ONE LOSES COUNT OF the days in the desert. It may have been the fourth day, or the fifth, that we encountered the Bedouin wedding.
We had been moving on with our usual extreme deliberation, the only excitement occurring when Missouri was being mounted. It was her custom on those occasions to allow the Head to get one foot into a stirrup and then to leap suddenly into the air, leaving the Head to dangle perilously like Mohammed’s coffin, between Heaven and earth.
Dahabeah was better humored. Beyond snarling at the sight of me and occasional attempts to bite my left foot she was amiable enough.
That rather small and delicate feature, my nose, had become quite insensitive to the touch, and gave every indication of being about to shed itself, as a snake sheds its skin. The Head had broken out in a fine rash. At least he called it a rash, but in his heart he suspected fleas. As he had also taken a heavy cold, he alternated between wiping his nose and scratching, and was extremely busy.
Even Assour’s dark face had taken on a deeper hue, and Abou Taleb would have been invisible outside the circle of candle light in the dining tent, without his long white gown.
In the camps, pitched sometimes high on a dune and sometimes low in a hollow of the sand, there was not much variety. Now and again, when the camels had not come back from their trips for water until after nightfall, Smeda would take the old blunderbuss and fire a signal to direct them on their way. And we had had one sand storm, but not a severe one.
I wakened in the night to feel my bed vibrating as the tent wall was pushed against it by the gale, and to hear the men driving in the tent pegs with, muffled hammers. But except for a fine coating of sand over and inside of everything the next morning, we had no ill results. Later, on the way to Bagdad, I was to have my front hair neatly sheared off by the flying sand. But that was not yet.
In the main, all was well with us. I had mastered the combination of hiss, kick and prod from behind which would send Dahabeah into a neck-breaking trot, and not to allow my tongue between my teeth at such moments. I had also succeeded at least once in turning her by her single rein, and I had leaped a ditch on her! But this last was without intention, and I claim no merit for it.
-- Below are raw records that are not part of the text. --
PR #4931, opened 2022-12-10
More fixes from enabling all of code metrics

jacob314:
I'm still not done but this is a good sampling to get feedback.

Fyi @pq , @incendial.

Some of the  dead code caught was pretty amazing. Also helped clean up a bunch of really dumb async code.

```
#    - avoid-global-state   <- probably could be enabled as a follow up although most of our use cases are reasonable for just setting bool flags.
#    - avoid-ignoring-return-values. <-- too many false positives. wish this one could be enabled.
#    - avoid-late-keyword <-- generally we think late is ok or at least unavoidable.
#    - avoid-non-null-assertion <-- unrealistically strict for devtools.
#    - avoid-passing-async-when-sync-expected TODO(jacobr): consider re-enabliing.
# This one seems interesting but has too many false positives. Gave it a try including kitchen sink adding parameters to ignore. Generally it didn't seem to catch that many real issues but had tons of false positives.
# - no-equal-arguments:
#    ignored-parameters:
#      - height
#      - width
#      - double-literal-format
#      - defaultSortColumn
#      - left
#      - right
#      - top
#      - bottom
#      - bottomLeft
#      - topLeft
#      - enabledBorder
#   - no-magic-number
# - prefer-match-file-name
# - prefer-static-class
# - avoid-returning-widgets  This one is nice but has a lot of false positives. Would be great to figure out how to make it more tolerant of reasonable patterns where a separate widget would just make things ugly.
# - prefer-single-widget-per-file. <-- just didn't match our style.
```

### DIFF
--- a/packages/devtools_app/lib/src/app.dart
+++ b/packages/devtools_app/lib/src/app.dart
@@ -112,21 +112,21 @@ class DevToolsAppState extends State<DevToolsApp> with AutoDisposeMixin {
     });
 
     _isDarkThemeEnabled = preferences.darkModeTheme.value;
-    preferences.darkModeTheme.addListener(() {
+    addAutoDisposeListener(preferences.darkModeTheme, () {
       setState(() {
         _isDarkThemeEnabled = preferences.darkModeTheme.value;
       });
     });
 
     _vmDeveloperModeEnabled = preferences.vmDeveloperModeEnabled.value;
-    preferences.vmDeveloperModeEnabled.addListener(() {
+    addAutoDisposeListener(preferences.vmDeveloperModeEnabled, () {
       setState(() {
         _vmDeveloperModeEnabled = preferences.vmDeveloperModeEnabled.value;
       });
     });
 
     _denseModeEnabled = preferences.denseModeEnabled.value;
-    preferences.denseModeEnabled.addListener(() {
+    addAutoDisposeListener(preferences.denseModeEnabled, () {
       setState(() {
         _denseModeEnabled = preferences.denseModeEnabled.value;
       });
@@ -191,10 +191,10 @@ class DevToolsAppState extends State<DevToolsApp> with AutoDisposeMixin {
   }
 
   Widget _buildTabbedPage(
-    BuildContext context,
+    BuildContext _,
     String? page,
     Map<String, String?> params,
-    DevToolsNavigationState? state,
+    DevToolsNavigationState? __,
   ) {
     final vmServiceUri = params['uri'];
 
@@ -234,7 +234,8 @@ class DevToolsAppState extends State<DevToolsApp> with AutoDisposeMixin {
                 .where((p) => !hide.contains(p.screenId))
                 .toList();
             if (screens.isEmpty) return child ?? const SizedBox.shrink();
-            return _providedControllers(
+            return MultiProvider(
+              providers: _providedControllers(),
               child: DevToolsScaffold(
                 embed: embed,
                 ideTheme: ideTheme,
@@ -277,8 +278,8 @@ class DevToolsAppState extends State<DevToolsApp> with AutoDisposeMixin {
         return DevToolsScaffold.withChild(
           key: UniqueKey(),
           ideTheme: ideTheme,
-          child: _providedControllers(
-            offline: true,
+          child: MultiProvider(
+            providers: _providedControllers(offline: true),
             child: SnapshotScreenBody(snapshotArgs, _screens),
           ),
         );
@@ -292,7 +293,8 @@ class DevToolsAppState extends State<DevToolsApp> with AutoDisposeMixin {
             ReportFeedbackButton(),
             OpenAboutAction(),
           ],
-          child: _providedControllers(
+          child: MultiProvider(
+            providers: _providedControllers(),
             child: const AppSizeBody(),
           ),
         );
@@ -308,18 +310,13 @@ class DevToolsAppState extends State<DevToolsApp> with AutoDisposeMixin {
 
   List<Screen> _visibleScreens() => _screens.where(shouldShowScreen).toList();
 
-  Widget _providedControllers({required Widget child, bool offline = false}) {
-    final _providers = widget.screens
+  List<Provider> _providedControllers({bool offline = false}) {
+    return widget.screens
         .where(
           (s) => s.providesController && (offline ? s.supportsOffline : true),
         )
         .map((s) => s.controllerProvider(routerDelegate))
         .toList();
-
-    return MultiProvider(
-      providers: _providers,
-      child: child,
-    );
   }
 
   @override
@@ -456,7 +453,7 @@ class OpenSettingsAction extends StatelessWidget {
     return DevToolsTooltip(
       message: 'Settings',
       child: InkWell(
-        onTap: () async {
+        onTap: () {
           unawaited(
             showDialog(
               context: context,
@@ -505,7 +502,8 @@ class SettingsDialog extends StatelessWidget {
             CheckboxSetting(
               label: const Text('Enable analytics'),
               listenable: analyticsController.analyticsEnabled,
-              toggle: analyticsController.toggleAnalyticsEnabled,
+              toggle: (enable) =>
+                  unawaited(analyticsController.toggleAnalyticsEnabled(enable)),
               gaItem: gac.analytics,
             ),
           CheckboxSetting(
@@ -537,7 +535,7 @@ class CheckboxSetting extends StatelessWidget {
 
   final ValueListenable<bool> listenable;
 
-  final Function(bool) toggle;
+  final void Function(bool) toggle;
 
   final String gaItem;
 
--- a/packages/devtools_app/lib/src/framework/framework_core.dart
+++ b/packages/devtools_app/lib/src/framework/framework_core.dart
@@ -19,8 +19,9 @@ import '../shared/primitives/utils.dart';
 import '../shared/scripts/script_manager.dart';
 import '../shared/survey.dart';
 
-typedef ErrorReporter = void Function(String title, dynamic error);
+typedef ErrorReporter = void Function(String title, Object error);
 
+// TODO(jacobr): refactor this class to not use static members.
 // ignore: avoid_classes_with_only_static_members
 class FrameworkCore {
   static void initGlobals() {
--- a/packages/devtools_app/lib/src/framework/landing_screen.dart
+++ b/packages/devtools_app/lib/src/framework/landing_screen.dart
@@ -130,29 +130,9 @@ class _ConnectDialogState extends State<ConnectDialog>
 
   @override
   Widget build(BuildContext context) {
-    return LandingScreenSection(
-      title: 'Connect',
-      child: Column(
-        crossAxisAlignment: CrossAxisAlignment.start,
-        children: [
-          Text(
-            'Connect to a Running App',
-            style: Theme.of(context).textTheme.titleMedium,
-          ),
-          const SizedBox(height: denseRowSpacing),
-          Text(
-            'Enter a URL to a running Dart or Flutter application',
-            style: Theme.of(context).textTheme.bodySmall,
-          ),
-          const Padding(padding: EdgeInsets.only(top: 20.0)),
-          _buildConnectInput(),
-        ],
-      ),
-    );
-  }
+    final textTheme = Theme.of(context).textTheme;
 
-  Widget _buildConnectInput() {
-    return Column(
+    final connectorInput = Column(
       crossAxisAlignment: CrossAxisAlignment.stretch,
       children: [
         Row(
@@ -177,7 +157,7 @@ class _ConnectDialogState extends State<ConnectDialog>
             ),
             const SizedBox(width: defaultSpacing),
             ElevatedButton(
-              onPressed: actionInProgress ? null : _connect,
+              onPressed: actionInProgress ? null : () => unawaited(_connect()),
               child: const Text('Connect'),
             ),
           ],
@@ -191,6 +171,26 @@ class _ConnectDialogState extends State<ConnectDialog>
           ),
         ),
       ],
+    );
+
+    return LandingScreenSection(
+      title: 'Connect',
+      child: Column(
+        crossAxisAlignment: CrossAxisAlignment.start,
+        children: [
+          Text(
+            'Connect to a Running App',
+            style: textTheme.titleMedium,
+          ),
+          const SizedBox(height: denseRowSpacing),
+          Text(
+            'Enter a URL to a running Dart or Flutter application',
+            style: textTheme.bodySmall,
+          ),
+          const Padding(padding: EdgeInsets.only(top: 20.0)),
+          connectorInput,
+        ],
+      ),
     );
   }
 
@@ -251,6 +251,7 @@ class ImportFileInstructions extends StatelessWidget {
 
   @override
   Widget build(BuildContext context) {
+    final textTheme = Theme.of(context).textTheme;
     return LandingScreenSection(
       title: 'Load DevTools Data',
       child: Column(
@@ -258,13 +259,13 @@ class ImportFileInstructions extends StatelessWidget {
         children: [
           Text(
             'Import a data file to use DevTools without an app connection.',
-            style: Theme.of(context).textTheme.titleMedium,
+            style: textTheme.titleMedium,
           ),
           const SizedBox(height: denseRowSpacing),
           Text(
             'At this time, DevTools only supports importing files that were originally'
             ' exported from DevTools.',
-            style: Theme.of(context).textTheme.bodySmall,
+            style: textTheme.bodySmall,
           ),
           const SizedBox(height: defaultSpacing),
           ElevatedButton(
@@ -300,6 +301,7 @@ class AppSizeToolingInstructions extends StatelessWidget {
 
   @override
   Widget build(BuildContext context) {
+    final textTheme = Theme.of(context).textTheme;
     return LandingScreenSection(
       title: 'App Size Tooling',
       child: Column(
@@ -307,13 +309,13 @@ class AppSizeToolingInstructions extends StatelessWidget {
         children: [
           Text(
             'Analyze and view diffs for your app\'s size',
-            style: Theme.of(context).textTheme.titleMedium,
+            style: textTheme.titleMedium,
           ),
           const SizedBox(height: denseRowSpacing),
           Text(
             'Load Dart AOT snapshots or app size analysis files to '
             'track down size issues in your app.',
-            style: Theme.of(context).textTheme.bodySmall,
+            style: textTheme.bodySmall,
           ),
           const SizedBox(height: defaultSpacing),
           ElevatedButton(
--- a/packages/devtools_app/lib/src/framework/notifications_view.dart
+++ b/packages/devtools_app/lib/src/framework/notifications_view.dart
@@ -64,7 +64,7 @@ class _NotificationsState extends State<_Notifications> with AutoDisposeMixin {
     if (_overlayEntry == null) {
       _overlayEntry = OverlayEntry(
         maintainState: true,
-        builder: _buildOverlay,
+        builder: (_) => _NotificationOverlay(notifications: _notifications),
       );
       SchedulerBinding.instance.scheduleFrameCallback((_) {
         Overlay.of(context).insert(_overlayEntry!);
@@ -114,7 +114,7 @@ class _NotificationsState extends State<_Notifications> with AutoDisposeMixin {
     bool didDismiss = false;
     // Make a copy so we do not remove a notification from [_notifications]
     // while iterating over it.
-    final notifications = List<_Notification>.from(_notifications);
+    final notifications = List<_Notification>.of(_notifications);
     for (final notification in notifications) {
       if (notification.message.text == message) {
         _notifications.remove(notification);
@@ -139,7 +139,21 @@ class _NotificationsState extends State<_Notifications> with AutoDisposeMixin {
     });
   }
 
-  Widget _buildOverlay(BuildContext context) {
+  @override
+  Widget build(BuildContext context) {
+    return widget.child;
+  }
+}
+
+class _NotificationOverlay extends StatelessWidget {
+  const _NotificationOverlay({
+    required List<_Notification> notifications,
+  }) : _notifications = notifications;
+
+  final List<_Notification> _notifications;
+
+  @override
+  Widget build(BuildContext context) {
     return Align(
       alignment: Alignment.bottomRight,
       child: Padding(
@@ -161,11 +175,6 @@ class _NotificationsState extends State<_Notifications> with AutoDisposeMixin {
         ),
       ),
     );
-  }
-
-  @override
-  Widget build(BuildContext context) {
-    return widget.child;
   }
 }
 
@@ -245,9 +254,9 @@ class _NotificationState extends State<_Notification>
               child: Column(
                 crossAxisAlignment: CrossAxisAlignment.start,
                 children: [
-                  _buildMessage(),
+                  _NotificationMessage(widget: widget, context: context),
                   const SizedBox(height: defaultSpacing),
-                  _buildActions(),
+                  _NotificationActions(widget: widget),
                 ],
               ),
             ),
@@ -256,8 +265,19 @@ class _NotificationState extends State<_Notification>
       ),
     );
   }
+}
 
-  Widget _buildMessage() {
+class _NotificationMessage extends StatelessWidget {
+  const _NotificationMessage({
+    required this.widget,
+    required this.context,
+  });
+
+  final _Notification widget;
+  final BuildContext context;
+
+  @override
+  Widget build(BuildContext context) {
     return Text(
       widget.message.text,
       style: Theme.of(context).textTheme.bodyLarge,
@@ -265,13 +285,22 @@ class _NotificationState extends State<_Notification>
       maxLines: 6,
     );
   }
+}
 
-  Widget _buildActions() {
-    if (widget.message.actions.isEmpty) return const SizedBox();
+class _NotificationActions extends StatelessWidget {
+  const _NotificationActions({
+    required this.widget,
+  });
+
+  final _Notification widget;
+
+  @override
+  Widget build(BuildContext context) {
+    final actions = widget.message.actions;
+    if (actions.isEmpty) return const SizedBox();
     return Row(
       mainAxisAlignment: MainAxisAlignment.end,
-      children:
-          widget.message.actions.joinWith(const SizedBox(width: denseSpacing)),
+      children: actions.joinWith(const SizedBox(width: denseSpacing)),
     );
   }
 }
--- a/packages/devtools_app/lib/src/screens/app_size/app_size_table.dart
+++ b/packages/devtools_app/lib/src/screens/app_size/app_size_table.dart
@@ -19,7 +19,7 @@ class AppSizeAnalysisTable extends StatelessWidget {
   }) {
     final treeColumn = _NameColumn(
       currentRootLevel: controller.isDeferredApp.value
-          ? rootNode.children[0].level
+          ? rootNode.children.first.level
           : rootNode.level,
     );
     final sizeColumn = _SizeColumn();
@@ -110,7 +110,7 @@ class _SizeColumn extends ColumnData<TreemapNode> {
         );
 
   @override
-  dynamic getValue(TreemapNode dataObject) => dataObject.byteSize;
+  Comparable getValue(TreemapNode dataObject) => dataObject.byteSize;
 
   @override
   String getDisplayValue(TreemapNode dataObject) {
@@ -220,7 +220,7 @@ class _DiffColumn extends ColumnData<TreemapNode> {
 
   // Ensure sort by absolute size.
   @override
-  dynamic getValue(TreemapNode dataObject) => dataObject.unsignedByteSize;
+  int getValue(TreemapNode dataObject) => dataObject.unsignedByteSize;
 
 // TODO(peterdjlee): Add up or down arrows indicating increase or decrease for display value.
   @override
--- a/packages/devtools_app/lib/src/screens/debugger/breakpoint_manager.dart
+++ b/packages/devtools_app/lib/src/screens/debugger/breakpoint_manager.dart
@@ -22,15 +22,13 @@ class BreakpointManager extends Disposer {
 
   final _breakPositionsMap = <String, List<SourcePosition>>{};
 
-  final _breakpoints = ValueNotifier<List<Breakpoint>>([]);
-
   ValueListenable<List<Breakpoint>> get breakpoints => _breakpoints;
-
-  final _breakpointsWithLocation =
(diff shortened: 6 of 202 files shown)


packages/devtools_app/lib/src/app.dart
```diff
@@ -112,21 +112,21 @@ class DevToolsAppState extends State<DevToolsApp> with AutoDisposeMixin {
     });
 
     _isDarkThemeEnabled = preferences.darkModeTheme.value;
-    preferences.darkModeTheme.addListener(() {
+    addAutoDisposeListener(preferences.darkModeTheme, () {
```
jacob314, line 115: Fyi @polina-c this caught some cases where were adding listeners but never removing.

packages/devtools_app/lib/src/app.dart
```diff
@@ -277,8 +278,8 @@ class DevToolsAppState extends State<DevToolsApp> with AutoDisposeMixin {
         return DevToolsScaffold.withChild(
           key: UniqueKey(),
           ideTheme: ideTheme,
-          child: _providedControllers(
-            offline: true,
+          child: MultiProvider(
```
jacob314, line 281: @kenzieschmoll not sure if this is clearer.
Technically this doesn't solve the lint as the lint still gets mad about methods returning List<Widget> but I think it solves the spirit and in some ways is a little clearer than the opaque helper.

packages/devtools_app/lib/src/app.dart
```diff
@@ -456,7 +453,7 @@ class OpenSettingsAction extends StatelessWidget {
     return DevToolsTooltip(
       message: 'Settings',
       child: InkWell(
-        onTap: () async {
+        onTap: () {
```
jacob314, line 456: here and elsewhere the lints caught a ton of cases where we were pretending we were doing useful async things when we weren't. Fyi @pq

packages/devtools_app/lib/src/app.dart
```diff
@@ -576,12 +574,15 @@ class CheckboxSetting extends StatelessWidget {
 /// Conditional screens can be added to this list, and they will automatically
 /// be shown or hidden based on the [Screen.conditionalLibrary] provided.
 List<DevToolsScreen> get defaultScreens {
+  final inspectorTreeController = InspectorTreeController();
```
jacob314, line 577: @kenzieschmoll this is an attempt to placate the duplicate args lint which I gave up on. This one should probably be reverted.

packages/devtools_app/lib/src/framework/framework_core.dart
```diff
@@ -19,8 +19,9 @@ import '../shared/primitives/utils.dart';
 import '../shared/scripts/script_manager.dart';
 import '../shared/survey.dart';
 
-typedef ErrorReporter = void Function(String title, dynamic error);
+typedef ErrorReporter = void Function(String title, Object error);
```
jacob314, line 22: lints were good at catching a ton of uses of dynamic that were left in our code.

packages/devtools_app/lib/src/framework/landing_screen.dart
```diff
@@ -177,7 +157,7 @@ class _ConnectDialogState extends State<ConnectDialog>
             ),
             const SizedBox(width: defaultSpacing),
             ElevatedButton(
-              onPressed: actionInProgress ? null : _connect,
+              onPressed: actionInProgress ? null : () => unawaited(_connect()),
```
jacob314, line 160: this is one of the more unfortunate cases for the lints. They make you call out the cases where you are firing and forgetting async methods. On the other hand, that does make the code look a bit ugly.

packages/devtools_app/lib/src/framework/landing_screen.dart
```diff
@@ -251,20 +251,21 @@ class ImportFileInstructions extends StatelessWidget {
 
   @override
   Widget build(BuildContext context) {
+    final textTheme = Theme.of(context).textTheme;
```
jacob314, line 254: @kenzieschmoll I love this lint warning about duplicate code. It false positives a little bit with enum entries and methods with side effects but in general is tremendously useful in helping people optimize duplicate lookups in build methods.

packages/devtools_app/lib/src/framework/notifications_view.dart
```diff
@@ -139,7 +139,21 @@ class _NotificationsState extends State<_Notifications> with AutoDisposeMixin {
...
   }
 
-  Widget _buildOverlay(BuildContext context) {
+  @override
+  Widget build(BuildContext context) {
+    return widget.child;
+  }
+}
+
+class _NotificationOverlay extends StatelessWidget {
```
jacob314, line 148: @kenzieschmoll I moved some but not all cases where we had functions that should have been widgets over to using widgets.

polina-c (approved):

incendial:
@jacob314 thank you for mentioning!

> avoid-ignoring-return-values. <-- too many false positives. wish this one could be enabled.

Yeah, I like the idea behind it too, but unfortunately, it's really hard to distinguish if a value supposed to be used or was left unused by mistake. Right now this is more like a "run from time to time" type of a rule. Sorry for that.

> This one seems interesting but has too many false positives. Gave it a try including kitchen sink adding parameters to ignore. Generally it didn't seem to catch that many real issues but had tons of false positives. # - no-equal-arguments:

Do you mean that the amount of false positives was too much to even list in the rule config?

> avoid-returning-widgets  This one is nice but has a lot of false positives. Would be great to figure out how to make it more tolerant of reasonable patterns where a separate widget would just make things ugly.

That's interesting. If I remember correctly, we cleaned it up from all the known false positives we had. Could you share the cases you consider false positive for this rule so I can handle them properly?

packages/devtools_app/lib/src/framework/landing_screen.dart
incendial: > It false positives a little bit with enum entries 

Could you share an example? I'd like to fix that. Not sure that the problem with side effects is fixable, probably a candidate for // ignore.

packages/devtools_app/lib/src/app.dart
kenzieschmoll: The only downside of pulling the MultiProvider out of the helper is that this creates some duplicated code where we have to manually specify MultiProvider wherever _providedControllers is used, but I do see how _providedControllers already sounds like it should return a List as is. 

Why did `child: _providedControllers` trigger a lint to begin with?

packages/devtools_app/lib/src/app.dart
kenzieschmoll: what does the duplicate args lint prevent? two arguments aren't allowed to have the same value?

agreed this should be reverted as this is more verbose without an obvious benefit

packages/devtools_app/lib/src/framework/landing_screen.dart
```diff
@@ -130,29 +130,9 @@ class _ConnectDialogState extends State<ConnectDialog>
...
-          _buildConnectInput(),
-        ],
-      ),
-    );
-  }
+    final textTheme = Theme.of(context).textTheme;
 
-  Widget _buildConnectInput() {
-    return Column(
+    final connectorInput = Column(
```
kenzieschmoll, line 135: should we make this a private helper widget instead?

packages/devtools_app/lib/src/framework/notifications_view.dart
```diff
@@ -114,7 +114,7 @@ class _NotificationsState extends State<_Notifications> with AutoDisposeMixin {
     bool didDismiss = false;
     // Make a copy so we do not remove a notification from [_notifications]
     // while iterating over it.
-    final notifications = List<_Notification>.from(_notifications);
+    final notifications = List<_Notification>.of(_notifications);
```
kenzieschmoll, line 117: was this caught by a lint? what is the lint preventing?

packages/devtools_app/lib/src/screens/app_size/app_size_table.dart
```diff
@@ -126,8 +126,8 @@ class _SizeColumn extends ColumnData<TreemapNode> {
 
   @override
   int compare(TreemapNode a, TreemapNode b) {
-    final Comparable valueA = getValue(a);
-    final Comparable valueB = getValue(b);
+    final Comparable valueA = getValue(a) as Comparable;
+    final Comparable valueB = getValue(b) as Comparable;
```
kenzieschmoll, line 130: are these casts still necessary after changing the return type of getValue?

packages/devtools_app/lib/src/screens/debugger/breakpoint_manager.dart
```diff
@@ -130,18 +129,18 @@ class BreakpointManager extends Disposer {
   }
 
   void _updateAfterIsolateReload(
-    Event reloadEvent,
+    Event _,
```
kenzieschmoll, line 132: probably don't need this trailing comma anymore since this should all fit on one line

packages/devtools_app/lib/src/screens/debugger/codeview.dart
```diff
@@ -1472,10 +1496,12 @@ final copyPackagePathOption = ScriptPopupMenuOption(
 final copyFilePathOption = ScriptPopupMenuOption(
   label: 'Copy file path',
   icon: Icons.content_copy,
-  onSelected: (_, controller) async {
-    return Clipboard.setData(
-      ClipboardData(text: await fetchScriptLocationFullFilePath(controller)),
-    );
+  onSelected: (_, controller) {
+    unawaited(() async {
+      Clipboard.setData(
```
kenzieschmoll, line 1501: this is confusing... why does Clipboard.setData need to be wrapped as an unawaited async callback?

packages/devtools_app/lib/src/screens/debugger/controls.dart
```diff
@@ -88,7 +90,7 @@ class _DebuggingControlsState extends State<DebuggingControls>
               // Enable while paused + not resuming and selected isolate is not
               // a system isolate.
               onPressed: ((isPaused && !resuming) && !isSystemIsolate)
-                  ? controller.resume
+                  ? () => unawaited(controller.resume())
```
kenzieschmoll, line 93: this is a bit uglier to have to do this everywhere

packages/devtools_app/lib/src/screens/debugger/variables.dart
```diff
@@ -79,14 +78,12 @@ class ExpandableVariable extends StatelessWidget {
       shrinkWrap: true,
       dataDisplayProvider: (variable, onPressed) =>
           displayProvider(context, variable, onPressed, debuggerController),
-      onItemSelected: (variable) async =>
-          onItemPressed(variable, debuggerController),
+      onItemSelected: (variable) async => onItemPressed(variable),
```
kenzieschmoll, line 81: does onItemPressed need to be awaited or unawaited?

packages/devtools_app/lib/src/screens/inspector/inspector_screen_details_tab.dart
```diff
@@ -122,14 +122,10 @@ class _InspectorExpandCollapseButtonsState
...
   void _onCollapseClick() {
-    unawaited(
-      blockWhileInProgress(() async {
-        ga.select(
-          gac.inspector,
-          gac.collapseAll,
-        );
-        await widget.controller.collapseDetailsToSelected();
-      }),
+    ga.select(
```
kenzieschmoll, line 125: why do we no longer want to blockWhileInProgress?

packages/devtools_app/lib/src/screens/memory/shared/primitives/painting.dart
```diff
@@ -25,13 +25,11 @@ Widget createDashWidget(Color color) {
 }
 
 Widget createSolidLine(Color color) {
-  return Padding(
+  return Container(
+    height: 6,
+    width: 20,
```
kenzieschmoll, line 30: not your fault but these should be named consts

packages/devtools_app/lib/src/screens/network/network_request_inspector_views.dart
```diff
@@ -565,7 +553,7 @@ class NetworkRequestOverviewView extends StatelessWidget {
     );
   }
 
-  Widget _buildHttpTimeGraph(BuildContext context) {
+  Widget _buildHttpTimeGraph() {
```
kenzieschmoll, line 556: we should move these to private helper widgets instead of helper methods

packages/devtools_app/lib/src/screens/performance/panes/raster_stats/raster_stats_controller.dart
```diff
@@ -68,4 +68,14 @@ class RasterStatsController extends PerformanceFeatureController {
...
+
+  @override
+  Future<void> init() {
+    return Future.value();
+  }
+
+  @override
+  Future<void> onBecomingActive() {
+    return Future.value();
+  }
```
kenzieschmoll, line 80: what lint is forcing these overrides?

kenzieschmoll: if `PerformanceFeatureController` returns these values by default, do the subclasses need these empty overrides?

packages/devtools_app/lib/src/screens/performance/panes/timeline_events/perfetto/_perfetto_controller_web.dart
```diff
@@ -106,6 +106,7 @@ class PerfettoControllerImpl extends PerfettoController {
       ..height = '100%'
       ..width = '100%';
 
+    // TODO(jacobr): why does this have to be ignored?
```
kenzieschmoll, line 109: I'm not sure on the details of why, but this is a weird flutter web thing. @ditman do you know the reasoning for this?

packages/devtools_app/lib/src/screens/profiler/cpu_profile_controller.dart
```diff
@@ -458,13 +454,15 @@ class CpuProfilerController
...
+    } catch (e, stackTrace) {
       // In the event of an error, reset the data to the original CPU profile.
       final filteredOriginalData = cpuProfileStore.lookupProfile(
         label: _wrapWithFilterSuffix(userTagNone),
       )!;
       _dataNotifier.value = filteredOriginalData.getActive(viewType.value);
-      throw Exception('Error loading data with tag "$tag": ${e.toString()}');
+      Error.throwWithStackTrace(
+          Exception('Error loading data with tag "$tag": ${e.toString()}'),
+          stackTrace);
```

We had found a small oasis, watered by desert wells, and unfortunately under process of irrigation. Before we knew it we were in a field surrounded by running ditches, and so far as the camels were concerned, there we were going to remain.
Again and again, Abdul Baggi behind and I above, we put Dahabeah to that ditch. And she yelled and scolded, turned and backed, but into it she would not go. Then suddenly her hind legs sank beneath me, and I called for help.
“She’s lying down!”
But she was not. She was preparing to jump. And jump she did, far and wide. I think she probably holds the record for a standing broad jump, and I was on her!
Outside of these small incidents, however, our progress was slow and unexciting. At the camps food came to us in dignified and mysterious fashion. Out of the night, or the early morning, a quaint patriarchal figure would be seen approaching, staff in hand and voluminous cloak wrapped about it. It would seat itself near the cook tent, and perhaps take coffee. After that and only in due course of time, it would produce from some hidden place fresh eggs, or a live pigeon or two, or perhaps a dozen tiny quail.
Game was always brought alive, and the only way to enjoy one’s evening dinner was resolutely to put the morning out of mind. Once the Head came to my tent, with what seemed to be a mother quail calling loudly under his arm. But it was not; it was the trapper’s lure, a bit of stick covered with red calico and fur, and emitting on being squeezed the call of the mother bird. The patriarch who brought it sits in the scrub somewhere, wherever he can find any, and looks as much like a quail as possible. Under his arm is the call, which he can squeeze without moving, and when the baby birds come a-running he throws a net over them.
We paid, I think, two piasters each for them, or ten cents.
When and how the milk came I did not learn, but we were never without it. And as to whether it was cow’s milk or not I did not care to inquire, in a country which uses milk from camels, sheep, goats and water buffalo. Whatever its source, it was clean and fresh always for our breakfast tray, with its ham and eggs, or omelet, or crisp bacon, its coffee and its toast.
We were then doing very well. And it was on the fourth or maybe the sixth day that we encountered our Arab wedding.